The lines below starting at the line containing "Also requires version" and ending at the line containing "### LINKED ISSUE #167: Cohort" are to be repeated exactly, with both ends kept and nothing else added.

[Stored data]
○ ○ ○
Issue #101, opened 2020-07-20
Error in parsing sql for concept set ids 


gowthamrao:
There might be an error (bug) here

https://github.com/OHDSI/CohortDiagnostics/blob/ddc3f23472b53c2baec7c4469bc20ea3dcc24f6c/R/RunDiagnostics.R#L553

This incorrectly returns TRUE
```
    if (any(!(conceptSetIds %in% conceptSets$conceptSetId)) ||
        any(!(conceptSets$conceptSetId %in% conceptSetIds))) {
      stop("Mismatch in concept set IDs between SQL and JSON for cohort ", cohort$cohortFullName)
    }
```

In this scenario

```
sqlParts <- "INSERT INTO #Codesets (codeset_id, concept_id)\r\nSELECT 7 as codeset_id, c.concept_id FROM (select distinct I.concept_id FROM\r\n( \r\n  select concept_id from @vocabulary_database_schema.CONCEPT where concept_id in (2006301,2785792,2785999,2785992,2786008)\r\n\r\n) I\r\n) C UNION ALL \r\nSELECT 8 as codeset_id, c.concept_id FROM (select distinct I.concept_id FROM\r\n( \r\n  select concept_id from @vocabulary_database_schema.CONCEPT where concept_id in (4208113)\r\nUNION  select c.concept_id\r\n  from @vocabulary_database_schema.CONCEPT c\r\n  join @vocabulary_database_schema.CONCEPT_ANCESTOR ca on c.concept_id = ca.descendant_concept_id\r\n  and ca.ancestor_concept_id in (4208113)\r\n  and c.invalid_reason is null\r\n\r\n) I\r\n) C\r\n"

conceptSetIds <- as.numeric(gsub(pattern = "^.*SELECT ([0-9]+) as codeset_id.*$", replacement = "\\1", x = sqlParts, ignore.case = TRUE))

```

conceptSetIds only has 8, no 7

gowthamrao:
Replace the original regular expression with

```
stringr::str_extract_all(string = sqlParts, 
                                              pattern = "SELECT ([0-9]+) as ", simplify = TRUE) %>% 
                     stringr::str_replace_all(string = ., pattern = "SELECT ", replacement = "") %>% 
                     stringr::str_replace_all(string = ., pattern = " as ", replacement = "") %>% 
                     stringr::str_squish(string = .) %>% 
                     stringr::str_trim(string = .) %>% 
                     utils::type.convert()
```

[...]

PR #102, opened 2020-07-21
Changed the way regular expressions parses SQL

gowthamrao:
https://github.com/OHDSI/CohortDiagnostics/issues/101

### DIFF
--- a/R/RunDiagnostics.R
+++ b/R/RunDiagnostics.R
@@ -566,7 +566,13 @@ getConceptSets <- function(cohorts) {
     
     sqlParts <- SqlRender::splitSql( gsub("with primary_events.*", "", cohort$sql))
     sqlParts <- sqlParts[-1]
-    conceptSetIds <- as.numeric(gsub("^.*SELECT ([0-9]+) as codeset_id.*$", "\\1", sqlParts, ignore.case = TRUE))
+    conceptSetIds <- stringr::str_extract_all(string = sqlParts, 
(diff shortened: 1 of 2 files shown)


R/RunDiagnostics.R
```diff
@@ -566,7 +566,13 @@ getConceptSets <- function(cohorts) {
     
     sqlParts <- SqlRender::splitSql( gsub("with primary_events.*", "", cohort$sql))
     sqlParts <- sqlParts[-1]
-    conceptSetIds <- as.numeric(gsub("^.*SELECT ([0-9]+) as codeset_id.*$", "\\1", sqlParts, ignore.case = TRUE))
+    conceptSetIds <- stringr::str_extract_all(string = sqlParts,
```
schuemie, line 569: I don't understand how this is an improvement. I find the new code much harder to read, it is longer, and
- Does not require 'codeset_id' to be present, so the extracted ID might be something else?
- Is not case-sensitive, so could more easily break down. 

Please do not simply convert any syntax you are unfamiliar with with tidyVerse. I recommend reading [a primer on RegEx](http://marvin.cs.uidaho.edu/Handouts/regex.html) to learn more about this powerful tool.

schuemie:
I guess there was a specific case that the RegEx didn't cover? What was it?

I recommend simply modifying the RegEx to cover the new case, rather than trying to avoid RegEx altogether.

Issue #106, opened 2020-07-22
Retain concept id in covariate file


gowthamrao:
https://github.com/OHDSI/CohortDiagnostics/blob/ddc3f23472b53c2baec7c4469bc20ea3dcc24f6c/R/RunDiagnostics.R#L447

Issue #87, opened 2020-07-02
Make the name of the cohort prominent on top every page


gowthamrao:
The name of the cohort being reviewed in not prominently displayed. For every page in submenu of cohort diagnostics, we need to be explicit on the cohort. One idea is to put the cohort name - clearly on top (see yellow highlighted area)

![image](https://user-images.githubusercontent.com/13936600/86343868-81769480-bc27-11ea-984c-3fa1687ec16a.png)

Currently, the only way to know which cohort is being reviewed is to select the drop down (which is often truncated in long names)

![image](https://user-images.githubusercontent.com/13936600/86343963-a7039e00-bc27-11ea-8dac-6c6793ba07c0.png)

and when i select the drop down to reveal the full cohort name - the experience is 'jumpy' (especially when we have a large number of cohorts to review).

![image](https://user-images.githubusercontent.com/13936600/86344264-1083ac80-bc28-11ea-87e2-c8d7d9726437.png)

Issue #61, opened 2020-05-21
Change default lookback periods for cohort characteristics diagnostics


gowthamrao:
Purpose of `cohort characteristics diagnostics` is to get an empirical measure of certain selected features in relation to cohort_start_date. The `diagnosis` here is the empirical affirmation of investigators confidence that a certain selected feature that is apriori expected to co-occur/associated with cohort - is observed in sufficient numbers. This metric may be used to iteratively improve a phenotype algorithm - where algorithms maybe iterated till the investigator is satisfied with the observed numbers of the apriori selected feature. 

In current implementation of the characteristics diagnostics  
- the features are defaults from featureExtraction
- the time horizons are the default time horizons from feature extraction.

More details here  https://github.com/OHDSI/CohortDiagnostics/issues/32

Having look-back of day -365 to day 0, is generally not informative for 'diagnostics; This default is useful for cohort characterization - where we are trying to infer new characteristics about a cohort - understanding the characteristics of a cohort is different from `diagnostics` where we trying to infer the performance of a phenotype algorithm.

To understand the performance of a phenotype algorithm it is more informative to understand the features of a cohort that is closer to cohort_start_date i.e. events that happened immediately before, on and immediately after cohort entry event - are likely to help us `diagnose` the performance of an algorithm. Thus we would like the default look back periods to be -30 to -1/ 0 days /+1 to +30 days.

@pbr6cornell have we captured our insight during [Scylla](https://www.ohdsi.org/wp-content/uploads/2020/05/OHDSI-SCYLLA-PLE-COVID-effectiveness-protocol-v1.0-final-with-appendix.pdf) project accurately?

Also related to https://github.com/OHDSI/CohortDiagnostics/issues/32
https://github.com/OHDSI/FeatureExtraction/issues/92

Tagging @schuemie

gowthamrao:
https://github.com/OHDSI/CohortDiagnostics/commit/155b5bbaac3c90f00a52ae4f0924f877bf3af92f

Issue #26, opened 2020-03-31
add Concept ID column to raw view of cohort characterization tables


jamieweaver:
Adding Concept ID column to raw view of cohort characterization tables will facilitate using concepts in development activities supported by CohortDiagnostics results

PR #107, opened 2020-07-22
Temporal characterization and bug fixes

gowthamrao:
Resolves https://github.com/OHDSI/CohortDiagnostics/issues/106
https://github.com/OHDSI/CohortDiagnostics/issues/87
https://github.com/OHDSI/CohortDiagnostics/issues/68
https://github.com/OHDSI/CohortDiagnostics/issues/61
https://github.com/OHDSI/CohortDiagnostics/issues/52
https://github.com/OHDSI/CohortDiagnostics/issues/26

### DIFF
--- a/R/CohortCharacterizationDiagnostics.R
+++ b/R/CohortCharacterizationDiagnostics.R
@@ -46,14 +46,14 @@ getCohortCharacteristics <- function(connectionDetails = NULL,
                                      cohortTable = "cohort",
                                      cohortId,
                                      covariateSettings) {
-
+  
   start <- Sys.time()
-
+  
   if (is.null(connection)) {
     connection <- DatabaseConnector::connect(connectionDetails)
     on.exit(DatabaseConnector::disconnect(connection))
   }
-
+  
   if (!checkIfCohortInstantiated(connection = connection,
                                  cohortDatabaseSchema = cohortDatabaseSchema,
                                  cohortTable = cohortTable,
@@ -65,7 +65,7 @@ getCohortCharacteristics <- function(connectionDetails = NULL,
                                   attr(delta, "units")))
     return(data.frame())
   }
-
+  
   data <- FeatureExtraction::getDbCovariateData(connection = connection,
                                                 oracleTempSchema = oracleTempSchema,
                                                 cdmDatabaseSchema = cdmDatabaseSchema,
@@ -74,7 +74,7 @@ getCohortCharacteristics <- function(connectionDetails = NULL,
                                                 cohortId = cohortId,
                                                 covariateSettings = covariateSettings,
                                                 aggregated = TRUE)
-
+  
   result <- tidyr::tibble()
   if (!is.null(data$covariates)) {
     n <- attr(x = data, which = "metaData")$populationSize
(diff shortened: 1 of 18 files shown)


R/CohortCharacterizationDiagnostics.R
```diff
@@ -45,7 +45,7 @@ getCohortCharacteristics <- function(connectionDetails = NULL,
                                      cohortDatabaseSchema = cdmDatabaseSchema,
                                      cohortTable = "cohort",
                                      cohortId,
-                                     covariateSettings = FeatureExtraction::createDefaultCovariateSettings()) {
+                                     covariateSettings) {
```
schuemie, line 48: Just curious: why no longer provide a default?

R/RunDiagnostics.R
```diff
@@ -83,6 +99,8 @@ runCohortDiagnostics <- function(packageName = NULL,
                                  runCohortOverlap = TRUE,
                                  runCohortCharacterization = TRUE,
                                  covariateSettings = FeatureExtraction::createDefaultCovariateSettings(),
+                                 runTemporalCohortCharacterization = FALSE,
+                                 temporalCovariateSettings = NULL,
```
schuemie, line 103: As I mentioned before, I would here just assign the covariate settings you describe in the documentation. That makes it more transparent what happens.

R/RunDiagnostics.R
```diff
@@ -461,34 +479,45 @@ runCohortDiagnostics <- function(packageName = NULL,
                                          cohortTable = cohortTable,
```
schuemie, line 479: I don't know if it something weird with GitHub, but it seems these 3 lines should be deleted?

schuemie:
Looks good as far as I can tell. I had some minor comments.

R/CohortCharacterizationDiagnostics.R
gowthamrao: When i added temporalCharacterization, i made this function `getCohortCharacteristics` support both temporal and non temporal characterization. 

I might be wrong here, but i think, i did not want to default it to non temporal covariate settings.

thinking back - i could have left it as is

R/RunDiagnostics.R
gowthamrao: Sorry. i think i am not following, and I know you are right..  
To make it transparent, i had added this to the documentation
https://github.com/OHDSI/CohortDiagnostics/blob/ec4cf215144efe41a3de52bac7d3ae2e5228570d/R/RunDiagnostics.R#L26

but i think you are saying, there is a better way

R/RunDiagnostics.R
gowthamrao: i cant see it on local copy....but i will make some style changes to removes some empty lines

R/RunDiagnostics.R
schuemie: Yes, why not assign the default value, instead of making it so a NULL value mysteriously leads to the default value? So change line 103 to:
```r
temporalCovariateSettings = FeatureExtraction::createTemporalCovariateSettings(useConditionOccurrence = TRUE,
                                                                                 useConditionEraStart = TRUE,
                                                                                 useDrugEraStart = TRUE,
                                                                                 useProcedureOccurrence = TRUE,
                                                                                 useMeasurement = TRUE,
                                                                                 useObservation = TRUE,
                                                                                 temporalStartDays = c(-365,-30,0,1,31),
                                                                                 temporalEndDays = c(-31,-1,0,30,365)),
```

schuemie:
Ok

R/RunDiagnostics.R
gowthamrao: Got it! thanks for your guidance!

PR #141, opened 2020-07-30
Release version 1.1

gowthamrao:


schuemie:
As I mentioned, I was still performing some tests I'd like to see completed before releasing version 1.1.0. I found the following issues:

1. The new temporal characterization requires the new version of FeatureExtraction I just released (v3.0.1). This should be recorded in the DESCRIPTION, or else most users will experience weird error messages: https://github.com/OHDSI/CohortDiagnostics/issues/142

2. The Shiny app now requires shinyWidgets to be installed, but this is not automatically installed (unlike other Shiny app dependencies): https://github.com/OHDSI/CohortDiagnostics/issues/143

I recommend rolling back the 1.1.0 release, make these fixes, and release again.

schuemie:
Also requires version of SqlRender that hasn't been released yet. Will release shortly.

PR #168, opened 2020-08-12
Cohort filtering - fixes #167

### LINKED ISSUE #167: Cohort construction fails when cohortIds specified for subset
The logic [in the code here](https://github.com/OHDSI/CohortDiagnostics/blob/master/R/CohortConstruction.R#L33-L34) appears to be the opposite of the desired intent which is to filter the `cohorts` based on the `cohortIds` specified by the function parameter. Additionally, the [cohortId function parameter](https://github.com/OHDSI/CohortDiagnostics/blob/master/R/CohortConstruction.R#L19) seems to use a global variable instead of assigning a default that is either hard-coded or based on another parameter. 

I'll also check the other methods in the CohortConstruction.R file as they appear to have the same behavior.

anthonysena:
Aims to fix #167


R/CohortConstruction.R
```diff
@@ -30,8 +30,10 @@ getCohortsJsonAndSqlFromPackage <- function(packageName = packageName,
                               extension = "csv", 
                               add = errorMessage)
   
-  cohorts <- readr::read_csv(pathToCsv, col_types = readr::cols()) %>%
-    dplyr::filter(!.data$cohortId %in% cohortIds)
+  cohorts <- readr::read_csv(pathToCsv, col_types = readr::cols())
+  if (!is.null(cohortIds)) {
+    cohorts <- cohorts %>% dplyr::filter(.data$cohortId %in% cohortIds)
```
anthonysena, line 35: Note that the `filter` call is using a different logic:

Original: dplyr::filter(**!**.data$cohortId %in% cohortIds)
Revised: dplyr::filter(.data$cohortId %in% cohortIds)

gowthamrao: Thanks for the fix! @anthonysena

PR #175, opened 2020-08-13
Fixes #174

### LINKED ISSUE #174: Ensure concept sets across cohort definitions are unique
Facing an issue whereby a list of cohort definitions have the same concept set expression but different concept set IDs is causing the orphan concept checker in Cohort Diagnostics to fail. Reason being is that while the concept set expression is unique, the resulting SQL may differ since the conceptSetId is included as part of the SQL. Tracing through the code, this appears to be the offending code:

https://github.com/OHDSI/CohortDiagnostics/blob/master/R/ConceptSets.R#L239-L241 

@gowthamrao per our discussion, this will require some revision.

anthonysena:
Fixes #174

### DIFF
--- a/R/ConceptSets.R
+++ b/R/ConceptSets.R
@@ -156,7 +156,7 @@ compareAndCombineConceptSetsDefinitionForCohorts <-
     }
     conceptSets <- dplyr::bind_rows(conceptSets) %>%
       dplyr::arrange("cohortId", "conceptSetId")
-    
+
     uniqueConceptSets <- conceptSets %>%
       dplyr::select(.data$conceptSetExpression) %>%
       dplyr::distinct() %>%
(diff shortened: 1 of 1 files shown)


R/ConceptSets.R
```diff
@@ -237,10 +237,10 @@ runConceptSetDiagnostics <- function(connection,
   
   conceptSets <- compareAndCombineConceptSetsDefinitionForCohorts(subset)
   uniqueConceptSets <- conceptSets %>% 
-                        dplyr::select(.data$uniqueConceptSetId, .data$conceptSetName, .data$conceptSetSql) %>% 
-                        dplyr::distinct()
-  instantiateUniqueConceptSets(cohorts = subset,
```
anthonysena, line 242: I also removed the `cohorts = subset` parameter here since this appears to have been removed and was causing an error.

PR #774, opened 2022-03-15
Update shiny with reactTable, code simplification and annotation

gowthamrao:
Removes a lot of code lines from shiny

- uses reactable instead of DT. This gives a lot of flexibility and overcomes many draw backs of DT
- add an annotation function, To test that the results data model should have the annotation tables. annotation tables are part of the results data model. If they dont exist, it may be crated using code in extras


inst/shiny/DiagnosticsExplorer/server.R
```diff
@@ -4119,69 +2722,226 @@ shiny::shinyServer(function(input, output, session) {
...
+    
+    data <- getDisplayTableSimple(data = data,
+                                  keyColumns = keyColumns,
+                                  dataColumns = dataColumns)
+    return(data)
+  })
+  
+  #Sign in/Authentication ---------------------------------------------
+  activeLoggedInUser <- reactiveVal(NULL)
+  observeEvent(eventExpr = input$signInModelPopUp,
```
azimov, line 2771: I have a few problems with the implementation of this sign in module:

* It seems to crash the shiny app when bad details are entered

* There must always be a webapi for the shiny apps - this is problematic because that couples this entire shiny app to having some webapi instance 

* This is difficult to check and relates all cohorts to a web api instance - what if the cohorts here don't map to the web api instance anymore? 

* This security model isn't ideal in a production setting - if there is a hack there is an obvious DDOS for our production server - keep sending comments until the postgres db crashes. We have no way of preventing this on our live environments

I don't want this to sound like I don't want annotations I just want to get the security model right. I think behind an organisational firewall that the current implementation is ok (i'd actually argue for having no log in and just allowing it to be edited anonymous wiki style, perhaps the user just having to add their name) but if we allow this on data.ohdsi.org there could be significant problems that need addressing. Lee is busy enough as it is!

inst/shiny/DiagnosticsExplorer/ui.R
```diff
@@ -49,9 +51,15 @@ choicesFordatabaseOrVocabularySchema <- list(
   'Reference Vocabulary' = vocabularyDatabaseSchemas
 )
 
+headerContent <- tags$li(
+  shiny::actionButton(inputId = "signInModelPopUp",
```
azimov, line 55: This should be hidden if the webapi instance doesn't exist

inst/shiny/DiagnosticsExplorer/server.R
```diff
@@ -4119,69 +2722,226 @@ shiny::shinyServer(function(input, output, session) {
...
+                         shiny::modalButton("Cancel"),
+                         shiny::actionButton("signIn", "Sign in")
+                       ),
+                       tags$div(
+                         shiny::textInput(
+                           inputId = "userName",
+                           label = "User name",
+                           width = NULL
+                         ),
+                         shiny::passwordInput(
```
azimov, line 2789: This is bad - we're taking a users password in the shiny app (in plain text) then passing it to the webapi instance.

azimov (changes requested):

azimov (approved):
○ ○ ○
▶ Reply to the exercise
Also requires version of SqlRender that hasn't been released yet. Will release shortly.

PR #168, opened 2020-08-12
Cohort filtering - fixes #167

### LINKED ISSUE #167: Cohort construction fails when cohortIds specified for subset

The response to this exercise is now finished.